2011年1月21日金曜日

「ソーシャル・ネットワーク」 デビッド・フィンチャー 2010 ★★★

極東の国ではネットが受験に不正使用され、中東ではネットを使っての革命の勢いが止まらない。

そんな現代を代表するのが世界最大のソーシャルネットワーキング、つまりSNSとなったFacebook。その若き創設者マーク・ザッカーバーグの半生を描いた映画ということでとにかく話題になっている一作。

あのデビッド・フィンチャーがメガホンを取ったことでも話題だが、なんと言ってもまだ現在進行形の一会社の社長の半生がすでに映画化されるということで、その創造力によって世界にもたらされた世界への影響力を物語っているかのようである。

ハーバード大学在学中の主人公が、好きな女の子の興味を引くために特異なプログラミングで学生同士のソーシャル・サイトを開設するところから始まる。何ごろのきっかけは、「もてたい」という根源的な欲望から。

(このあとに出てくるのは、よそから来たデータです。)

PR #709, opened 2024-01-13
update API - part 1

alex-Arc:
https://github.com/cpvalente/ontime-docs/pull/8

## changes
- test-ontime -> version
- ontime-poll -> poll
- start-next -> startnext
- start - add option to send payload with index, id or cue
- load - add option to send payload with index, id or cue
- message - add option to send payload with index, id or cue
- ~~gotocue~~
- ~~gotoid~~
- ~~gotoindex~~
- delay - replaced with addtime and use seconds

nestes object from OSC path
`/ontime/start/index` `1` -> `{type: start, payload: {index: 1}}`

nestes object from HTTP
`/api/start?index=1` -> `{type: start, payload: {index: 1}}`


apps/client/src/common/stores/runtime.ts
```diff
@@ -22,8 +22,8 @@ export const runtimeStorePlaceholder: RuntimeStore = {
   timerMessage: {
     text: '',
     visible: false,
-    timerBlink: false,
-    timerBlackout: false,
+    blink: false,
+    blackout: false,
```
cpvalente, line 26: nice

apps/client/src/features/control/message/MessageControl.tsx
```diff
@@ -42,20 +41,20 @@ export default function MessageControl() {
...
         <Button
           size='sm'
-          className={`${data.timerMessage.timerBlink ? style.blink : ''}`}
-          variant={data.timerMessage.timerBlink ? 'ontime-filled' : 'ontime-subtle'}
-          leftIcon={data.timerMessage.timerBlink ? <IoSunny size='1rem' /> : <IoSunnyOutline size='1rem' />}
-          onClick={() => setMessage.timerBlink(!data.timerMessage.timerBlink)}
+          className={`${data.timerMessage.blink ? style.blink : ''}`}
+          variant={data.timerMessage.blink ? 'ontime-filled' : 'ontime-subtle'}
+          leftIcon={data.timerMessage.blink ? <IoSunny size='1rem' /> : <IoSunnyOutline size='1rem' />}
+          onClick={() => setMessage.timerBlink(!data.timerMessage.blink)}
```
cpvalente, line 47: Would it be helpful to extract this into a variable at the top like `const blink = data.timerMessage.blink`?
This is a little verbose....

Same for blackout

apps/server/src/adapters/OscAdapter.ts
```diff
@@ -59,17 +60,29 @@ export class OscServer implements IAdapter {
...
+        const reply = dispatchFromAdapter(
           path,
           {
             payload: transformedPayload,
           },
           'osc',
         );
+        //We only send simple types back to the OSC client
+        if (typeof reply.payload === 'string' || typeof reply.payload === 'number') {
+          const client = new Client(rinfo.address, rinfo.port);
```
cpvalente, line 82: what is `rinfo`? could we rename it something else?

apps/server/src/adapters/OscAdapter.ts
```diff
@@ -59,17 +60,29 @@ export class OscServer implements IAdapter {
...
-        dispatchFromAdapter(
+        const reply = dispatchFromAdapter(
           path,
           {
             payload: transformedPayload,
           },
           'osc',
         );
+        //We only send simple types back to the OSC client
+        if (typeof reply.payload === 'string' || typeof reply.payload === 'number') {
```
cpvalente, line 81: Is there an issue we have in mind? we could force stringify it and send whatever... although I am unsure on how replies would work in OSC since the client has closed the connection after sending the request

apps/server/src/controllers/integrationController.ts
```diff
@@ -48,62 +48,39 @@ const actionHandlers: Record<string, ActionHandler> = {
...
   /* Message Service */
-  'set-timer-message': (payload) => {
-    if (!isPartialTimerMessage(payload)) {
-      throw new Error('Payload is not a valid timer message');
+  //TODO: maybe coerce the boolean values
+  message: (payload) => {
+    if (payload && typeof payload === 'object') {
+      if ('timer' in payload) {
+        if (!isPartialTimerMessage(payload)) {
+          throw new Error('Payload is not a valid timer message');
```
cpvalente, line 56: instead of maintaining so many error types, should we have a single
`throw new Error('Payload is not valid');` ?

apps/server/src/controllers/integrationController.ts
```diff
@@ -48,62 +48,39 @@ const actionHandlers: Record<string, ActionHandler> = {
     return { payload: updatedEvent };
   },
   /* Message Service */
-  'set-timer-message': (payload) => {
-    if (!isPartialTimerMessage(payload)) {
-      throw new Error('Payload is not a valid timer message');
+  //TODO: maybe coerce the boolean values
```
cpvalente, line 51: maybe we should, can you explain?
We cant get things of the wrong type entering our inner app logic

cpvalente (commented):
Things look generally good to me, just a few suggestions for improvement
Good work.

apps/server/src/adapters/OscAdapter.ts
alex-Arc: we cold send a stringifyed responds to the client but I think very few are ready to handle that
we could also unpack the object and translate it to a bundle OSC messages (this might actually be quite good)
it is just UDP so no connection is open. We are just throwing the reply back to the same port and they can pick it up if they want it

apps/server/src/adapters/OscAdapter.ts
alex-Arc: yes `clientInfo` maybe?

apps/client/src/features/control/message/MessageControl.tsx
alex-Arc: do I need to put it in a memo? or something like that?

apps/server/src/controllers/integrationController.ts
alex-Arc: should we only accept actual boolean values or convert strings and numbers to boolean as well?

apps/client/src/features/control/message/MessageControl.tsx
cpvalente: No. We are just creating a label for a value. No computations here 

Memo should be reserved for expensive computations or computations which trigger invalidation of data or potentially expensive components

apps/server/src/adapters/OscAdapter.ts
cpvalente: I think the best is to skip feedback on UDP.

We have the integration output which should provide adequate feedback to changes in the application state

apps/server/src/controllers/integrationController.ts
cpvalente: I think you can decide that. 

I never remember working with Boolean's in OSC, not sure if for lack of availability or just never had a use case for it

I would suggest we model this against the simplest workflow and wait for users feedback if improvement is needed.

apps/server/src/adapters/OscAdapter.ts
```diff
@@ -31,15 +33,15 @@ export class OscServer implements IAdapter {
       }
 
       // get second part (command)
-      if (!path) {
+      if (!action) {
```
cpvalente, line 36: question: is there a reason for this renaming? to my best knowledge `path` is the name of the element.

If it doesnt do much for us other than being different, I would suggest that we keep it as is, no need for a change

apps/server/src/controllers/integrationController.ts
```diff
@@ -48,62 +47,37 @@ const actionHandlers: Record<string, ActionHandler> = {
...
+        case 'external': {
+          newState = messageService.setExternalMessage(payload[key]);
+          break;
+        }
+        case 'lower': {
+          newState = messageService.setLowerMessage(payload[key]);
+          break;
+        }
+        default: {
+          throw new Error(`Message: ${key} dose not exist`);
```
cpvalente, line 75: If I understand correctly, any bad property would fail the rest of the request, but changes before would have affected. so

```ts
{
  visible: true,
  text: "sadasdas",
  not-value: "going to throw"
}
```
would both throw an error and make changes

I also not sure it is a good idea to affect changes one by one, since this starts a sequence of async actions to notify the clients.
How about composing a patch object. We would then make a single call to validate the object as a whole and another call to make a single change to the message service

Also: do we really need to reuse the code here?
I think separating this into three different `timer` / `public` / `external` / `lower` handlers is fine. The APIs are sometimes different and when they are the same it is mostly coincidental

apps/server/src/controllers/integrationController.ts
```diff
@@ -177,6 +151,31 @@ const actionHandlers: Record<string, ActionHandler> = {
...
+        const reply = actionHandlers.next(payload.next);
+        return reply;
+      }
+      if ('previous' in payload) {
+        const reply = actionHandlers.previous(payload.previous);
+        return reply;
+      }
+    }
+    throw new Error('No load method provided');
+  },
```
cpvalente, line 178:
```suggestion
  load: (payload) => {
    if (payload && typeof payload === 'object') {
      if ('index' in payload) {
        return actionHandlers.loadindex(payload.index);
      }
      if ('id' in payload) {
        return actionHandlers.loadid(payload.id);
      }
      if ('cue' in payload) {
        return actionHandlers.loadcue(payload.cue);
      }
      if ('next' in payload) {
        return actionHandlers.next(payload.next);
      }
      if ('previous' in payload) {
        return actionHandlers.previous(payload.previous);
      }
    }
    throw new Error('No load method provided');
  },
```

apps/server/src/routes/apiRouter.ts
```diff
@@ -14,9 +14,19 @@ router.get('/', (_req, res) => {
 
 // any GET request in /api is sent to the integration controller
 router.get('/*', (req, res) => {
-  const action = req.path.substring(1);
+  let action = req.path.substring(1);
+  const actionArray = action.split('/');
+
```
cpvalente, line 19: todo: remember to run the formatter in your IDE. It is easy to get silly merge conflicts

apps/server/src/routes/apiRouter.ts
```diff
@@ -14,9 +14,19 @@ router.get('/', (_req, res) => {
...
-
+  
+  //TODO: this can be better
+  if (actionArray.length > 1) {
+    action = actionArray.shift();
+    params.payload = actionArray.reduceRight(
+      (parm, key, index) => (index === actionArray.length - 1 ? { [key]: params.payload } : { [key]: parm }),
+      {},
+    );
+  }
```
cpvalente, line 29: todo: if we are doing it this way, I would suggest extracting into a function like `actionsFromParams` and unit testing it, just to make sure we cover the major caveats.

I also think this can be simplified like
```ts
if (actionArray.length > 1) {
  action = actionArray.shift();
  params.payload = actionArray.reverse().reduce((result, key) => ({ [key]: result }), params.payload);
}
```

cpvalente (changes requested):
Good work @alex-Arc , few suggestions for you

apps/server/src/adapters/OscAdapter.ts
```diff
@@ -15,13 +15,15 @@ export class OscServer implements IAdapter {
     this.osc.on('error', (error) => logger.error(LogOrigin.Rx, `OSC IN: ${error}`));
 
     this.osc.on('message', (msg) => {
-      // message should look like /ontime/{path}/{params?} {args} where
+      // TODO: update this comment
```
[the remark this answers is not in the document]
alex-Arc: forgot to remove the todo after adding the comment
// params: used if the to create a nested object to patch with

apps/server/src/controllers/integrationController.ts
alex-Arc: > composing a patch object
I was looking into that, but we have the `throttle` function on the message service
I thing the different services should be throttled separately? maybe it is still possible?

> Also: do we really need to reuse the code here?

I might be thinking to far ahead but maybe the message service would also end up being user definable?

apps/server/src/routes/apiRouter.ts
alex-Arc: nice

apps/server/src/adapters/OscAdapter.ts
cpvalente: I dont really mind, the point is to avoid unnecessary changes. we are making large changes to the app and changing something that works can
- introduce sneaky bugs
- result in merge conflicts

If it doesnt provide any value I would prefer skipping it. But if you think this is good and we can say it is harmless (no bugs and no merge conflicts), go ahead

apps/server/src/controllers/integrationController.ts
cpvalente: > I was looking into that, but we have the throttle function on the message service
> I thing the different services should be throttled separately? maybe it is still possible?


I dont think this stops us from creating the single patch object, I think we should do it. So instead of iterating through the keys, we make a single object (without loops) and a single patch request.
We dont need loops since the keys are not dynamic and we know which ones they are, this is also a good way of filtering out bad keys

> I might be thinking to far ahead but maybe the message service would also end up being user definable?

Maybe, but we should worry about that later. How would that work?

apps/server/src/utils/arrayUtils.ts
```diff
@@ -61,3 +61,15 @@ export const sortArrayByProperty = <T>(arr: T[], property: string): T[] => {
...
+/**
+ * @description Creates a nested object with keys from an array and assigns the `value` to the last key
+ * @param {array} arr - array to be nested
+ * @param {string} value - value to assign
+ * @returns {object | null} nested object or null if no object was created
+ */
+export const nestedObjectFromArray = (arr: string[], value?: unknown): object | null => {
+  const obj = arr.reduceRight((result, key) => ({ [key]: result }), value);
+  if (typeof obj === 'object') return obj;
+  return null;
```
cpvalente, line 74: I dont think we need this generic function. our function should take a path and produce an object. This is only  useful in the context of the APIs and we shouldnt motivate to reuse anywhere else

That would also make our tests more valuable since they would include real paths

apps/server/src/controllers/integrationController.ts
alex-Arc: > how do you see that could work

I could imagine a backstage view in the Green room and in the tech break room
or maybe both the a speaker and the moderators have a screen each with a timer view
if there then were a parameter for the views where you select the message source (kind of like the new lower source)
then you can send separate messages to each

apps/client/src/features/control/message/MessageControl.tsx
```diff
@@ -11,51 +11,52 @@ import InputRow from './InputRow';
 import style from './MessageControl.module.scss';
 
 export default function MessageControl() {
-  const data = useMessageControl();
-
+  const messge = useMessageControl();
```
cpvalente, line 14:
```suggestion
  const message = useMessageControl();
```

apps/client/src/common/stores/runtime.ts
```diff
@@ -19,23 +19,25 @@ export const runtimeStorePlaceholder: RuntimeStore = {
...
-    visible: false,
-  },
-  lowerMessage: {
-    text: '',
-    visible: false,
-  },
-  externalMessage: {
-    text: '',
-    visible: false,
+  message: {
```
cpvalente, line 22: question: what is the motivation to nest this object?

cpvalente (approved):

そして「知ってる人の写真だから興味がある」という「知り合いの知り合い」という繋がり感が爆発的に受け、あっという間に急成長をし、ファイル共有サイト「ナップスター」創設者であるショーン・パーカーとの出会いを経て、社会現象を巻き起こすほどの巨大サイトへと急成長するなかでの、摩擦や葛藤を描きながら物語は展開する。

ハーバードというアメリカを代表するアイビー・リーグの伝統が良く描かれているのも楽しめる。フラタニティとソロリティという男子・女子学生サークルによって護られるエリート主義。イエール大学出身のパートナーは構内でKKKのサークルも見かけたことがあるといっていたが、やはりどんなところでも若者は気の会う一生の仲間を見つけていくものであろう。

見終えて感じる少なからぬ危険性。

何かを成し遂げる人は目的がお金じゃなく、ただやりたいから我武者羅にやっているのが、結果的に抜き出ている。毎日、毎時間、ずっとそのことばかりを考えてる。毎日やらなければいけないこと、こなさなければいけないこと、そんなことは考えない。

そういう生き方が出来るのは、ある種の才能を持った人間だから。その準備ができている人だから。

そうではなく、向上するために緊張感を持ってではなく、ただただ惰性と共に日常を過ごしている人間も同じく、「自分もこういうまっすぐな生き方ができるのかも」と思い始めたら、この社会は成り立たない。

創造的活動には、それを支える経済という下部構造が必要だとマルクスも言うように、自由な創造活動を行うためには、その為の下地が必要で、大学というのはまさにその時間的余裕を与えてくれるところ。生きることに必死になって過ごす必要は無く、自分のやりたいことに必死になって向き合う時間。

それが本来の大学のあるべき姿なのだろうと思わずにいられない。それに比べ日本の大学の風景といったら、社会という砂漠にでるまでの猶予期間としてカウント・ダウンされる時間を貪るように刹那的に生きる。

SNSの中で退屈な日常に手を加えて知り合いの知り合いに「素敵な一日だね」と言われて喜ぶような今を過ごすのではなく、今の自分のやれることを必死になって過ごすことが大切なのだと矛盾を孕みながらも突きつけられるような一作であろう。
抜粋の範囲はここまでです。